WORK TO BE COMPLETED: Among the lines below, copy exactly those from the one with "Thumb-2 little endian" through the one with "(1a6): Hitachi SH4", counting both ends.

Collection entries

────────────────────

PR #1699, opened 2024-07-25
Update pe-parser to version v0.6

### LINKED ISSUE #1697: Windows install script sets incorrect runtime if lua was linked against UCRT
- **Platform:** Windows, **LuaRocks version:**  3.8.0

This is the relevant part of the install.bat output:
```
Headers found, checking runtime to use...
*** WARNING ***: could not analyse the runtime used, defaulting to MSVCR80
Runtime check completed.
```

- **Description:**
  - I ran into this error in a windows-2022 environment on github actions, while using hererocks (`hererocks lua_install -r^ --lua=5.4 --verbose`). Lua binaries that are built with VS 2022 seem to not be linked against any msvcrt.dll file, so the install script reverts to MSVCRT80: https://github.com/luarocks/luarocks/blob/f87568a7cba69e2c19411e7a2b73016c80a14a3b/install.bat#L406
  - This means that the config is set with `variables.MSVCRT = "MSVCR80"`, so this is the library that is linked against. I ran into a problem where a library would fail to load with `require` because of this dll being linked: https://github.com/lunarmodules/luafilesystem/issues/149
  - I did some debugging, these are the dlls that pe-parser.lua does see:
```
KERNEL32.dll
api-ms-win-crt-convert-l1-1-0.dll
api-ms-win-crt-environment-l1-1-0.dll
api-ms-win-crt-filesystem-l1-1-0.dll
api-ms-win-crt-heap-l1-1-0.dll
api-ms-win-crt-locale-l1-1-0.dll
api-ms-win-crt-math-l1-1-0.dll
api-ms-win-crt-private-l1-1-0.dll
api-ms-win-crt-runtime-l1-1-0.dll
api-ms-win-crt-stdio-l1-1-0.dll
api-ms-win-crt-string-l1-1-0.dll
api-ms-win-crt-time-l1-1-0.dll
lua53.dll
KERNEL32.dll
api-ms-win-crt-convert-l1-1-0.dll
api-ms-win-crt-environment-l1-1-0.dll
api-ms-win-crt-filesystem-l1-1-0.dll
api-ms-win-crt-heap-l1-1-0.dll
api-ms-win-crt-locale-l1-1-0.dll
api-ms-win-crt-math-l1-1-0.dll
api-ms-win-crt-private-l1-1-0.dll
api-ms-win-crt-runtime-l1-1-0.dll
api-ms-win-crt-stdio-l1-1-0.dll
api-ms-win-crt-string-l1-1-0.dll
api-ms-win-crt-time-l1-1-0.dll
api-ms-win-crt-utility-l1-1-0.dll
```

tobil4sk:
Closes #1697.

### DIFF
--- a/win32/pe-parser.lua
+++ b/win32/pe-parser.lua
@@ -5,7 +5,7 @@
 -- case of 64 bit fields (bit/flag fields). Pointer arithmetic is still done numerically, so for
 -- very large files this could lead to undefined results. Use with care!
 --
--- Version 0.4, [copyright (c) 2013-2015 Thijs Schreijer](http://www.thijsschreijer.nl)
+-- Version 0.5, [copyright (c) 2013-2018 Thijs Schreijer](http://www.thijsschreijer.nl)
 -- @name pe-parser
 -- @class module
 
@@ -16,7 +16,7 @@ local M = {}
 -- For flag fields the name is extended with `_flags`.
 -- @usage -- lookup descriptive name for the myobj.Magic value
 -- local desc = pe.const.Magic(myobj.Magic)
--- 
+--
 -- -- get list of flag names, indexed by flag values, for the Characteristics field
 -- local flag_list = pe.const.Characteristics_flags
 M.const = {
@@ -100,7 +100,7 @@ M.const = {
       ["800"] = "IMAGE_SCN_LNK_REMOVE",
       ["1000"] = "IMAGE_SCN_LNK_COMDAT",
       ["8000"] = "IMAGE_SCN_GPREL",
-      ["20000"] = "IMAGE_SCN_MEM_PURGEABLE",
+      ["10000"] = "IMAGE_SCN_MEM_PURGEABLE",
       ["20000"] = "IMAGE_SCN_MEM_16BIT",
       ["40000"] = "IMAGE_SCN_MEM_LOCKED",
       ["80000"] = "IMAGE_SCN_MEM_PRELOAD",
@@ -128,7 +128,7 @@ M.const = {
       ["80000000"] = "IMAGE_SCN_MEM_WRITE",
     },
   },
-  
+
 }
 
 
@@ -143,7 +143,7 @@ function M.toHex(IN, len)
         IN,D=math.floor(IN/B),math.fmod(IN,B)+1
         OUT=string.sub(K,D,D)..OUT
     end
-    len = len or string.len(OUT)
+    len = len or #OUT
     if len<1 then len = 1 end
     return (string.rep("0",len) .. OUT):sub(-len,-1)
 end
@@ -193,8 +193,8 @@ local function get_list(list, f, add_to)
   local r = add_to or {}
   for i, t in ipairs(list) do
     assert(r[t.name] == nil, "Value for '"..t.name.."' already set")
-    local val,err = f:read(t.size)  -- read specified size in bytes
-    val = val or "\0"    
+    local val = f:read(t.size)  -- read specified size in bytes
+    val = val or "\0"
     if t.is_str then   -- entry is marked as a string value, read as such
       for i = 1, #val do
         if val:sub(i,i) == "\0" then
@@ -248,25 +248,25 @@ end
 -- local obj = pe.parse("c:\lua\lua.exe")
 -- obj:dump()
 M.parse = function(target)
-  
-  local list = {    -- list of known architectures
-    [332]   = "x86",       -- IMAGE_FILE_MACHINE_I386
-    [512]   = "x86_64",    -- IMAGE_FILE_MACHINE_IA64
-    [34404] = "x86_64",    -- IMAGE_FILE_MACHINE_AMD64
-  }
-  
+
+  -- local list = {    -- list of known architectures
+  --   [332]   = "x86",       -- IMAGE_FILE_MACHINE_I386
+  --   [512]   = "x86_64",    -- IMAGE_FILE_MACHINE_IA64
+  --   [34404] = "x86_64",    -- IMAGE_FILE_MACHINE_AMD64
+  -- }
+
   local f, err = io.open(target, "rb")
   if not f then return nil, err end
-  
+
   local MZ = f:read(2)
   if MZ ~= "MZ" then
     f:close()
     return nil, "Not a valid image"
   end
-  
+
   f:seek("set", 60)                    -- position of PE header position
   local peoffset = get_int(f:read(4))  -- read position of PE header
-  
+
   f:seek("set", peoffset)              -- move to position of PE header
   local out = get_list({
         { size = 4,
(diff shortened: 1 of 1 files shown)


win32/pe-parser.lua
```diff
@@ -525,44 +525,39 @@ function M.msvcrt(infile)
...
-    if rt then 
+    if rt then
       return rt, ref  -- found it
     end
   end
 
   return nil, "No msvcrt found"
 end
 
-function M.get_architecture(program)
```
Tieske, line 553: is this correct to remove? was this maybe a luarocks specific function that was added? not sure though

tobil4sk: Hm, this was added in d90c3c918a2555eff8776e1acabab7a777f13c31, when pe-parser was in `src/luarocks/fs/`. There are no references currently to this function anywhere in the repository so maybe it's fine to remove it, but I'm struggling to figure out why it was added in the first place...

hishamhm: This was moved there because it was part of `install.bat` as part of an effort to move logic out of `install.bat` and into LuaRocks modules proper.

I still think it would be a good idea to move it into pe-parser, essentially as a high-level utility API (note that that version takes a `program` as an argument, versus the one in `install.bat` which hardcodes `vars.LUA`)

win32/pe-parser.lua
```diff
@@ -5,7 +5,7 @@
 -- case of 64 bit fields (bit/flag fields). Pointer arithmetic is still done numerically, so for
 -- very large files this could lead to undefined results. Use with care!
 --
--- Version 0.4, [copyright (c) 2013-2015 Thijs Schreijer](http://www.thijsschreijer.nl)
+-- Version 0.5, [copyright (c) 2013-2018 Thijs Schreijer](http://www.thijsschreijer.nl)
```
hishamhm, line 8: is this pe-parser 0.6? comment still says 0.5

tobil4sk: I took it from the 0.6 tag as is: https://github.com/Tieske/pe-parser/blob/version_0.6/src/pe-parser.lua#L8

win32/pe-parser.lua
Tieske: I don't think that'll work. PE-parser recognizes far more formats, hence the simple implementation for detecting 32/64 bits doesn't suffice. It might for LuaRocks, but not for the parser itself.

Here's the list of archs:
https://github.com/Tieske/pe-parser/blob/acbcd85a337dcbfbda2c7511b53c56666337d3f8/src/pe-parser.lua#L29-L52

As per ChatGPT:

Here are the common names for each of the machine architectures listed in your PortableExecutable introspection data:

- `IMAGE_FILE_MACHINE_UNKNOWN` (0): Unknown machine type
- `IMAGE_FILE_MACHINE_AM33` (1d3): Matsushita AM33
- `IMAGE_FILE_MACHINE_AMD64` (8664): x64 (AMD or Intel)
- `IMAGE_FILE_MACHINE_ARM` (1c0): ARM little endian
- `IMAGE_FILE_MACHINE_ARMNT` (1c4): ARM Thumb-2 little endian
- `IMAGE_FILE_MACHINE_ARM64` (aa64): ARM64 little endian
- `IMAGE_FILE_MACHINE_EBC` (ebc): EFI byte code
- `IMAGE_FILE_MACHINE_I386` (14c): Intel 386 or later processors and compatible processors
- `IMAGE_FILE_MACHINE_IA64` (200): Intel Itanium processor family
- `IMAGE_FILE_MACHINE_M32R` (9041): Mitsubishi M32R little endian
- `IMAGE_FILE_MACHINE_MIPS16` (266): MIPS16
- `IMAGE_FILE_MACHINE_MIPSFPU` (366): MIPS with FPU
- `IMAGE_FILE_MACHINE_MIPSFPU16` (466): MIPS16 with FPU
- `IMAGE_FILE_MACHINE_POWERPC` (1f0): Power PC little endian
- `IMAGE_FILE_MACHINE_POWERPCFP` (1f1): Power PC with floating point support
- `IMAGE_FILE_MACHINE_R4000` (166): MIPS little endian
- `IMAGE_FILE_MACHINE_SH3` (1a2): Hitachi SH3
- `IMAGE_FILE_MACHINE_SH3DSP` (1a3): Hitachi SH3 DSP
- `IMAGE_FILE_MACHINE_SH4` (1a6): Hitachi SH4
- `IMAGE_FILE_MACHINE_SH5` (1a8): Hitachi SH5
- `IMAGE_FILE_MACHINE_THUMB` (1c2): ARM or Thumb ("thumb")
- `IMAGE_FILE_MACHINE_WCEMIPSV2` (169): MIPS little-endian WCE v2

These names are more commonly used and recognizable when referring to these specific machine architectures in the context of Portable Executable files.

The PR only assumes `IMAGE_FILE_MACHINE_I386` to be `x86` (32 bit), and everything else to be `x86_64` (64 bit). And hence misses the ARM architectures, as well Itanium.

I do not see an easy way to add this to pe-parser. So imho this should probably stay within LuaRocks in a simple wrapper.

win32/pe-parser.lua
Tieske: thx @hishamhm fixed those in `master` of `pe-parser`. 

Since there are no code changes, I didn't push a new release. So you can either pick up current master, or stay with this code as it is.

win32/pe-parser.lua
hishamhm: > As per ChatGPT:

Please do not use ChatGPT as a source of technical information in any project I'm involved with. It constantly produces false data, and having to double-check everything it produces is equivalent to just skipping it altogether and going to a reliable source anyway.

This link illustrates another occasion where this has happened to me before, and the "reference" info provided by ChatGPT was a blatant lie:
https://mastodon.social/@hanshuebner/109952292956659419

hishamhm: > The PR only assumes IMAGE_FILE_MACHINE_I386 to be x86 (32 bit), and everything else to be x86_64 (64 bit). And hence misses the ARM architectures, as well Itanium.
> 
> I do not see an easy way to add this to pe-parser. So imho this should probably stay within LuaRocks in a simple wrapper.

Fair point! We can still move it out of `install.bat` in a separate PR, and not mix it with the vendored code of pe-parser.

hishamhm: Turns out that sysdetect (also vendored-in) already does something similar (covering at least the set of architectures our users seem to care about)

https://github.com/luarocks/sysdetect/blob/main/src/sysdetect.tl#L401-L408

hishamhm:
Thank you @tobil4sk for the PR and @Tieske for the review comments!

win32/pe-parser.lua
Tieske: > Please do not use ChatGPT as a source of technical information in any project I'm involved with. It constantly produces false data, and having to double-check everything it produces is equivalent to just skipping it altogether and going to a reliable source anyway.

I totally agree (and I know your stance), hence I specifically mentioned it as chatgpt generated. The only aim here was to list the more common names of the platforms, to proof the point. It wasn't about being technically accurate.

────────────────────

EXERCISE RESPONSE:
- `IMAGE_FILE_MACHINE_ARMNT` (1c4): ARM Thumb-2 little endian
- `IMAGE_FILE_MACHINE_ARM64` (aa64): ARM64 little endian
- `IMAGE_FILE_MACHINE_EBC` (ebc): EFI byte code
- `IMAGE_FILE_MACHINE_I386` (14c): Intel 386 or later processors and compatible processors
- `IMAGE_FILE_MACHINE_IA64` (200): Intel Itanium processor family
- `IMAGE_FILE_MACHINE_M32R` (9041): Mitsubishi M32R little endian
- `IMAGE_FILE_MACHINE_MIPS16` (266): MIPS16
- `IMAGE_FILE_MACHINE_MIPSFPU` (366): MIPS with FPU
- `IMAGE_FILE_MACHINE_MIPSFPU16` (466): MIPS16 with FPU
- `IMAGE_FILE_MACHINE_POWERPC` (1f0): Power PC little endian
- `IMAGE_FILE_MACHINE_POWERPCFP` (1f1): Power PC with floating point support
- `IMAGE_FILE_MACHINE_R4000` (166): MIPS little endian
- `IMAGE_FILE_MACHINE_SH3` (1a2): Hitachi SH3
- `IMAGE_FILE_MACHINE_SH3DSP` (1a3): Hitachi SH3 DSP
- `IMAGE_FILE_MACHINE_SH4` (1a6): Hitachi SH4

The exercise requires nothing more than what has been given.